I can give another very clear example of how previous sales can be impossible to establish: A certain coin dealer purchased a very large number of coins from a member of the public in the late nineties. The bulk of them were 17th century silver coins from Austria, but the group also contained ancient coins (including fifty Roman denarii). The oldest coin was a drachm of Alexander the Great and the most recent coins (in mint condition) were dated 1850. It was part of an estate inherited by a woman and included the deceased's house and contents. She had no idea of the coins existence before she started going through the house contents. It took her eighteen months to find them all. They were hidden everywhere: every pocket of each item of clothing in the closets had a group of coins in them. Most of them had no accompanying holders, but a few did, and together with a few scraps of paper evidence established that the collecting period was in the early nineteenth century. The deceased was Jewish and had fled to North America in 1938 to avoid Nazi persecution. For about sixty years no member of his family even knew of their existence. Some of the coins had obviously been collected by a silver buyer, but there was a group of more than seventy-five 15 kreuzer pieces of Leopold the Hogmouth which had no duplication by mint or by date. That lot was certainly a numismatic collection. This morning, I contacted the dealer to get the above details and I asked whether I might identify the company for this blog. The answer was that, while the dealer had nothing personal against anyone knowing, my identification might make the woman who had discovered them known and this would violate her legal privacy rights. Coin dealers are frequently asked by "heritage cult members" to break the law, thusly.

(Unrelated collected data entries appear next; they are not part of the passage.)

PR #2484, opened 2020-02-08
Add LM2931 low-drop voltage regulator in TO220 package

dvdesolve:
Hello! I've created symbol for LM2931 low-drop voltage regulator chip in TO220 package (3.3 and 5.0 versions). [Datasheet](https://www.ti.com/lit/ds/symlink/lm2931-n.pdf). Symbol screenshot:

symbol

Symbol is slight off-centered but it was based upon existing LM7805 symbol so I think it should be ok to ignore check warning.


aewallin:
tab (pin4 of footprint?) is GND - so it should probably be stacked with pin2 ?

dvdesolve:
I don't see pin4 in TO220-3-Vertical package... Could you please make a screenshot? Actually this one is based on LM7805 symbol - I've just made some small fixes

aewallin:
right. If we go with atomic parts then maybe we need another symbol for the 'lay-down' version where the tab is in contact with the PCB and the footprint has 4 pins.
Should the symbol-name for this variant then include "Vertical"??

dvdesolve:
I haven't seen specialized symbols for lay-downs. I always thought that for
these kind of parts we could just choose between footprint orientations and
not specialized symbols. of course if we talk about the same package (to220
in this case). or may be I'm just too inattentive...

вт, 25 февр. 2020 г., 20:55 Anders Wallin <notifications@github.com>:

evanshultz:
This is a good discussion. Probably it is something to discuss to consensus and address library-wide. However, right now none of the TO220 horizontal footprints in the lib have copper so let's leave off a pin for the tab at this point.

@dvdesolve 
The symbol you copied from is for a generic part and includes the package name as a suffix on the symbol name (see KLC for details). Usually we would not allow this on manufacturer-specific parts, but LM2931 seems to be readily available from several vendors. Somebody feel free to check that or correct me. Just a note so you know.

dvdesolve:
so, if I get it right, in general all is good and no fixes are needed?

вт, 25 февр. 2020 г., 22:50 evanshultz <notifications@github.com>:

myfreescalewebpage:
Hello @dvdesolve 
This part should simply be an alias of LM7805_TO220 .
Joel

dvdesolve:
If I got it right, I should only leave edits in `Regulator_Linear.dcm` and add alias fields to `LM7805_TO220` entry in `Regulator_Linear.lib`?

myfreescalewebpage:
Yes exactly.

dvdesolve:
I've pushed fixes. I think that's all about this chip :)

myfreescalewebpage:
This is OK for me too, merging. Thanks. Joel

PR #2489, opened 2020-02-11
Add SN75162BDW

bastien-roucaries:
Add Octal general-purpose interface bus transceiver, SOIC-24 used as gpib bidirectional bus transceiver

Improve datasheet by naming pin with TERM or GPIB prefix depending of the side

Only SOIC is actually made by TI so create only SOIC symbol.

Datasheet  http://www.ti.com/lit/ds/symlink/sn75162b.pdf

Screenshot_20200211_223321

---


bastien-roucaries:
Move the control pin to the terminal side. Update the screenshot

myfreescalewebpage:
Hello @bastien-roucaries thanks for contributing,

It's not possible to add this kind of device in the lib, the device should fit the datasheet. The pin name can't reflect a specific application (GPIB in this case). If the device is used for antoher purpose, then it makes no sense to have pin called "GPIB".

Please review the symbol and I will perform the review again asap. You an fllow example of SN75160 device in the lib.

Joel

bastien-roucaries:
@myfreescalewebpage How can we differentiate in this case between TERM side and BUS side ?

Do you pefer to call it BUS side ? 
SN75160  has different name on the datasheet for BUS side and TERM side, not this component that use the same name for BUS and TERM side (unfortunatly)

To my knowledge this component is only used for GPIB control (see datasheet).

Bastien

myfreescalewebpage:
Hi @bastien-roucaries , thanks for contributing,

Sorry I just realize the pin name was GPIB specific. So yes we can consider this will be used only for GPIB, we keep the pin naming you have done.

A singlecomments I have during my review:

- [ ] Pins 11, 14 and 23 are missing (NC, Invisible, Passive, on the border outline of the symbol)

Cheers,
Joel

myfreescalewebpage:
@bastien-roucaries ping

PR #2495, opened 2020-02-16
added usb-c-6pin

aster94:
see https://github.com/KiCad/kicad-footprints/pull/2075


poeschlr:
please add a screenshot of your creation

aster94:
image

evanshultz:
Is this 6-pin version an official part of the USB spec?

See https://github.com/KiCad/kicad-symbols/pull/937. There might be something useful in the original PR that added USB symbols too.

aster94:
I had a quick scan of one of these documents and i didn't saw it, maybe @diegoherranz checked it in depth and can give some suggestion

diegoherranz:
I didn't remember seeing this connector version in the standard, but just in case I've checked it (Universal Serial Bus Type-C Cable and Connector Specification, Release 2.0, August 2019).

There is a power-only plug, but not power-only receptacle. And the power-only receptacle needs more pins anyway:

> The USB Type-C Power-Only plug is a depopulated version of the USB Full-Featured Type-C plug or the USB 2.0 Type-C plug. [...] Contacts for CC, VBUS, and GND (i.e., A1, A4, A5, A9, A12, B1, B4, B9, and B12) shall be present. Physical presence of contacts in the other 15 contact locations is optional. The USB Type-C Power-Only plug shall only be used on a non-charger captive cable application. Implementation of Rd or CC communication on pin A5 is required in the application.

So, I don't think it is compliant.
What do we do in this case? Accept it as a USB standard symbol? Or create a symbol specific for this part? Even if not compliant other manufacturers may start making similar parts?

aster94:
even if not a standard i would support for the add of the symbol/footprint. I am seeing this part used more and more on aliexpress and similar supplier

chschlue:
`Shall` indicates a requirement.

From IEC directives:
shall

diegoherranz:
Within the same document (Universal Serial Bus Type-C Cable and Connector Specification, Release 2.0, August 2019):

> 1.4.2.7 Shall
> Shall is a keyword indicating a mandatory (normative) requirement. Designers are
> mandated to implement all such requirements to ensure interoperability with other
> compliant Devices.

Anyway, I think the question is not whether to add this to the library or not, but whether to define it as a USB generic symbol or manufacturer specific. Is it just this MPN with this 6-pin arrangement or are there other manufactures breaking the standard in the same way?

aster94:
Today i found another USB C with 6 pins. I don't know if the manufacter is the same

https://a.aliexpress.com/_BUzCnB

myfreescalewebpage:
Hello @aster94 

Not a full review but first comments:

- [ ] This should go in the "Connector library" with the other USB C symbols
- [ ] Is it a receptacle or plug ? You should follow the naming convention of the other USB C connectors
- [ ] Footprint to be completed
- [ ] Do you have a real datasheet for this symbol and for the footprint ? I mean with the pinout, dimensions, etc. If yes you should simply indicate it in the symbol
- [ ] Position of SHIELD and GND pins to be fixed in order to keep consistency with the other USB C symbols

Will continue the review after

Joel

aster94:
hello, unfortunately, I don't have time to change the library, so anyone reading this feel free to make the necessary changes

myfreescalewebpage:
@aster94 thanks for the update, I indicate it is Abandoned right now but anyone can continue later

aster94:
ok, please mark also this as abandoned https://github.com/KiCad/kicad-footprints/pull/2075

PR #285, opened 2023-01-15
Swap 2957 2958

nitrosx:
## Description

Testing user authentication for all type of users

## Motivation

SciCat supports three types of accounts: local, ldap and oidc. We are currently testing that such integration works correctly within the ESS infrastructure. Local account do not need any external service.

## Fixes:

* Updates user profile correctly at each login, including access groups

## Changes:

* removed provider from user name
* added provider to user info
* added user profile for local user

- [x ] Included for each change/fix?
- [x] Docs updated?


src/auth/access-group-provider/access-group-from-graphql-api-call.service.ts
```diff
@@ -0,0 +1,46 @@
+import { AccessGroupService as AccessGroupService } from "./access-group.service";
+import { Injectable } from "@nestjs/common";
+import fetch from "node-fetch";
```
martin-trajanovski, line 3: @nitrosx I think instead of introducing new library like `node-fetch` we can use `@nestjs/axios`. Here is an example: https://docs.nestjs.com/techniques/http-module

nitrosx: @Martin: I agree with you.
Let's leave it like that and I will create a new ticket.

martin-trajanovski (approved):
Looks good to me

PR #293, opened 2023-01-19
Swap 2975 add headers filtering on datasets

martin-trajanovski:
## Description

This PR aims to support dataset filtering by headers as well. Previously we only supported filters by query params but some facilities need to use headers cause frontend can also send headers if it is configured like this.


src/datasets/datasets.controller.ts
```diff
@@ -94,6 +95,40 @@ export class DatasetsController {
     private origDatablocksService: OrigDatablocksService,
   ) {}
 
+  getFilters(
+    headers: Record<string, string>,
+    queryFilter: { filter?: string },
+  ) {
+    // NOTE: If both headers and query filters are present return error because we don't want to support this scenario.
+    if (queryFilter?.filter && (headers?.filter || headers?.where)) {
```
nitrosx, line 103: Why are we checking for the where clause only in the header?

nitrosx (approved):
The PR looks good, we might need to brainstorm and provide a better documentation on how the filtering works which will clarify the code dealing with filters.

PR #306, opened 2023-01-25
feat: add all the migration scripts in one place to be able to run with migrate-mongo

martin-trajanovski:
## Description

Adding all database migration scripts in one place.

## Motivation

Previously we had shell scripts and migrate-mongo scripts for initial database migration and needed two different ways of running them.

## Fixes:

* https://jira.esss.lu.se/browse/SWAP-2982

### DIFF
--- a/migrations/20220726224709-technique_index.js
+++ b/migrations/20220726224709-technique_index.js
@@ -1,13 +1,23 @@
 module.exports = {
   async up(db, client) {
-    await db.collection("Dataset").dropIndex("techniques.pid_1");
+    try {
+      await db.collection("Dataset").dropIndex("techniques.pid_1");
+    } catch (error) {
+      console.info(`Index techniques.pid_1 not found`, error);
+    }
     await db
       .collection("Dataset")
       .createIndex({ "techniques.pid": 1 }, { sparse: true });
   },
 
   async down(db, client) {
-    await db.collection("Dataset").dropIndex("techniques.pid_1");
+    try {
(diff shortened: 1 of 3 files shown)


migrations/20220726224709-technique_index.js
```diff
@@ -1,13 +1,23 @@
...
 
   async down(db, client) {
-    await db.collection("Dataset").dropIndex("techniques.pid_1");
+    try {
+      await db.collection("Dataset").dropIndex("techniques.pid_1");
+    } catch (error) {
+      console.info(`Index techniques.pid_1 not found`, error);
+    }
+    // NOTE: This unique flag here is problematic because after importing production data and trying it throws an error:
+    // E11000 duplicate key error collection: dacat.Dataset index: techniques.pid_1 dup key
```
nitrosx, line 20: If this down grade is intended just for db that have just been upgraded, the error should disappear and not be a problem.
If we intend to have a downgrade path for db that have been already used with the new backend, we should drop the unique feature

nitrosx (changes requested):

nitrosx:
@martin-trajanovski : I think we can change this PR to "ready"

migrations/20220726224709-technique_index.js
nitrosx: Following the discussion from the last Collaborators meeting, this PR meets the acceptance criteria.
At the moment, we do not want to address the issue of downgrading a database used with the new backend.

nitrosx (approved):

Most archaeologists have not made a religion out of their interest, and are thus silent about such matters, but some who have are certainly zealots, yet everyone has some indications of religious belief, even if they do not consider themselves religious at all. It is visible in scientism and skepticism as a philosophical stance, it is also very visible in strong nationalist feelings concerning the past. Frequently, archaeologists and museum workers are irrationally opposed to trade and profit, and we can compare this to Christ overturning the tables of the money lenders in the temple. At its most mundane, faith in the preservation of marriage vows, and even a child's belief in Santa Claus are exactly the same. This is all apart from any realities, and the nature of reality, itself, is hotly debated by theoretical physicists who often postulated particles long before their existence could be proven (as happened with Pauli and what later was called the neutrino)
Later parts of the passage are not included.